(Stored data)

↓↓↓

PR #2028, opened 2017-07-31
train-92-patches

vladikoff:
@jrgm @rfk r?


vladikoff:
2 tests are failing, will double check what's up with that...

↑↑↑

> _WHAT THIS TASK INVOLVES_
So that the data stays intact, repeat all of it exactly.

> _RESPONSE_
PR #2028, opened 2017-07-31
train-92-patches

vladikoff:
@jrgm @rfk r?


vladikoff:
2 tests are failing, will double check what's up with that...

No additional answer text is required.